* Dataset entries *
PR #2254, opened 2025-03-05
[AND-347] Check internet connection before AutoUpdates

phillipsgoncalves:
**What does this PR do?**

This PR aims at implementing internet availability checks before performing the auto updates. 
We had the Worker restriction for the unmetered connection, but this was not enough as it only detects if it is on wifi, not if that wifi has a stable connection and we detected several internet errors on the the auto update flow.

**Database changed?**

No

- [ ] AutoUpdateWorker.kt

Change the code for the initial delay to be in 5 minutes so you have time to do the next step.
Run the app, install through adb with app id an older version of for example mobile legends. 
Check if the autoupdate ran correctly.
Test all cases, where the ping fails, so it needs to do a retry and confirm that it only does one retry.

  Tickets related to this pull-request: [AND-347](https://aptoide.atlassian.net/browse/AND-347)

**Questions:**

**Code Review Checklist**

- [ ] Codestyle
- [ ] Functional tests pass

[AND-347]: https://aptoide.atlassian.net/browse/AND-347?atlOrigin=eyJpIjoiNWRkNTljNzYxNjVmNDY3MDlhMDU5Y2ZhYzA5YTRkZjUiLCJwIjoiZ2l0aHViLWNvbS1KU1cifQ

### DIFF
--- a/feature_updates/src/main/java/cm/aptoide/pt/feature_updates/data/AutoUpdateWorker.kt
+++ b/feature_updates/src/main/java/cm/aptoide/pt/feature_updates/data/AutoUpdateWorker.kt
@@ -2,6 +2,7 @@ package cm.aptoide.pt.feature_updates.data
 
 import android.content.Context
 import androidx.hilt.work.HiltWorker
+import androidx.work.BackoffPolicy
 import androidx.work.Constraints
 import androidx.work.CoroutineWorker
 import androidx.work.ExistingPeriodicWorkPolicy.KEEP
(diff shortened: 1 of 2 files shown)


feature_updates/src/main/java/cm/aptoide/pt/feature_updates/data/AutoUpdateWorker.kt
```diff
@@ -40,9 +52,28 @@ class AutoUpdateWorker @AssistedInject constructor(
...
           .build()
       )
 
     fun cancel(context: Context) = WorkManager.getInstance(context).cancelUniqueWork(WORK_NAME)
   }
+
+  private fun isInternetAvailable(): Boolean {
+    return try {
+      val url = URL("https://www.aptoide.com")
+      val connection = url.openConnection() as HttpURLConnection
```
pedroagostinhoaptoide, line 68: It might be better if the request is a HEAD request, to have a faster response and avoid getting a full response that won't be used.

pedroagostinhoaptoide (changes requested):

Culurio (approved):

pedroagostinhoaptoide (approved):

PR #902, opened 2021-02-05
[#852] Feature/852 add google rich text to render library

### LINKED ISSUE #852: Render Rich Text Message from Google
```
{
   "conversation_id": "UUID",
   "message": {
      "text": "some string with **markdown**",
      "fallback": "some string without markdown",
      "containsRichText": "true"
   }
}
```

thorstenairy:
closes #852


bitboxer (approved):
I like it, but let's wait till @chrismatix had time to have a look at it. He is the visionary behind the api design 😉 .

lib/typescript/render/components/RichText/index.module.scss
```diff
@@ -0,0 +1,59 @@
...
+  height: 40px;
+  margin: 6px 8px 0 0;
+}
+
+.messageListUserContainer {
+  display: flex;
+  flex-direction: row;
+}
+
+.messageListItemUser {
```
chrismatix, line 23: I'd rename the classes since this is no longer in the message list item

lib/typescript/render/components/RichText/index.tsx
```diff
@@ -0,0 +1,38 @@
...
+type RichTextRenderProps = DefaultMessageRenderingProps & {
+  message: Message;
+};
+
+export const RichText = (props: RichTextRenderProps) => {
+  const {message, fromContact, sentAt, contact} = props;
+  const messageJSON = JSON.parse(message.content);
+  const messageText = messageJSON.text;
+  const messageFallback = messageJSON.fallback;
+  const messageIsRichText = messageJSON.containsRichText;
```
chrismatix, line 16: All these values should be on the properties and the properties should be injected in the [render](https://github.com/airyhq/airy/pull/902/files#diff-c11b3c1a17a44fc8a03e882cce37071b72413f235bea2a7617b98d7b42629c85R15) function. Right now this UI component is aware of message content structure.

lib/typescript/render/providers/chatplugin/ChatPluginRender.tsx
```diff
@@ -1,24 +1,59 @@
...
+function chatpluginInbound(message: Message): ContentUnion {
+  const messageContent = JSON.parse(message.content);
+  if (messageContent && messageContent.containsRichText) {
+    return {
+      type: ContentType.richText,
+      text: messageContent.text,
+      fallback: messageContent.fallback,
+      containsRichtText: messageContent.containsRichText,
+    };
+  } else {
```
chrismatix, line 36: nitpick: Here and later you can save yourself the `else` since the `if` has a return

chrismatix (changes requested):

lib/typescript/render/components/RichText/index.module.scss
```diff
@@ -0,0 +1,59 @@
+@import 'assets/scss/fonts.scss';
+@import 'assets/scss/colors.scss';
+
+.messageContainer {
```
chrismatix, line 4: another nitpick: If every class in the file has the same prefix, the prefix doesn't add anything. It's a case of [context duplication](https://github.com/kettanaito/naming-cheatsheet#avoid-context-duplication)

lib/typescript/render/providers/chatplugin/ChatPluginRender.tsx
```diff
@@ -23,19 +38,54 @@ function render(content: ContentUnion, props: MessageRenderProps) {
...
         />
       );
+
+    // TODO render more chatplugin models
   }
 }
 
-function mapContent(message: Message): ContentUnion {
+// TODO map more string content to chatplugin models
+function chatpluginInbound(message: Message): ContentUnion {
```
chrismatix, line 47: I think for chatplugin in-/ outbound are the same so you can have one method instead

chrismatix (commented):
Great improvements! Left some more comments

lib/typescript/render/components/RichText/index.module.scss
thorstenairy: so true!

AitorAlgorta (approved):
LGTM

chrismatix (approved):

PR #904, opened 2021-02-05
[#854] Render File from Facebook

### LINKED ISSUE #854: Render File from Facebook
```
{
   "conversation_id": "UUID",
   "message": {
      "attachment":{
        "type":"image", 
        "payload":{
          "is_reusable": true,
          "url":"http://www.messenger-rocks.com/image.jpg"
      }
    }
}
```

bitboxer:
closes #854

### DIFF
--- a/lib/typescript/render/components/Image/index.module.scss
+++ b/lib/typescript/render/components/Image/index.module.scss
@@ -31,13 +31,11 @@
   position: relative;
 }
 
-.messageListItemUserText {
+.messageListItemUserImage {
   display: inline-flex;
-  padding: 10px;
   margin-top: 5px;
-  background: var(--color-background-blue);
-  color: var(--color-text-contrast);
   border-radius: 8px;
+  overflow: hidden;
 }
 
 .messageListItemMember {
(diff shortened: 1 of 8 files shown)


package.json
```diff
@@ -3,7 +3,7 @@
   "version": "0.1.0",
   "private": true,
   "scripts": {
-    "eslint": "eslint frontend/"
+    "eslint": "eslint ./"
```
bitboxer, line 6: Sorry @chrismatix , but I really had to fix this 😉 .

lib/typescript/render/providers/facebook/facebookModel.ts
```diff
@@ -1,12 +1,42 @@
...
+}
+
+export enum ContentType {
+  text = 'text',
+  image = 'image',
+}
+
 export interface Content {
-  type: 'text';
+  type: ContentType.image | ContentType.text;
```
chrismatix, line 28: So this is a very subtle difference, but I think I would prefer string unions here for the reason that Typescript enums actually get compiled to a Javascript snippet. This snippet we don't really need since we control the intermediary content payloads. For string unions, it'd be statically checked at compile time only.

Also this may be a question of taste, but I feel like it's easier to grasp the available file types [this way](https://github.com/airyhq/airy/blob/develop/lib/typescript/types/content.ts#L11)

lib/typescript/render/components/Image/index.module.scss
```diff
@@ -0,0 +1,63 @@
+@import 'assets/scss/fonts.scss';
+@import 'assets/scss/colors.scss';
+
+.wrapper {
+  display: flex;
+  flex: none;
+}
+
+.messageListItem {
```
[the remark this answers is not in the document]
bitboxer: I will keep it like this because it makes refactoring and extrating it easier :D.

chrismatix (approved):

* EXERCISE OBJECTIVE *
Starting with the first line of the data above, copy each line exactly until you reach the line with "- [ ] AutoUpdateWorker.kt"; include that line as well.

* SOLUTION FOR THIS TASK *
PR #2254, opened 2025-03-05
[AND-347] Check internet connection before AutoUpdates

phillipsgoncalves:
**What does this PR do?**

This PR aims at implementing internet availability checks before performing the auto updates. 
We had the Worker restriction for the unmetered connection, but this was not enough as it only detects if it is on wifi, not if that wifi has a stable connection and we detected several internet errors on the the auto update flow.

**Database changed?**

No

- [ ] AutoUpdateWorker.kt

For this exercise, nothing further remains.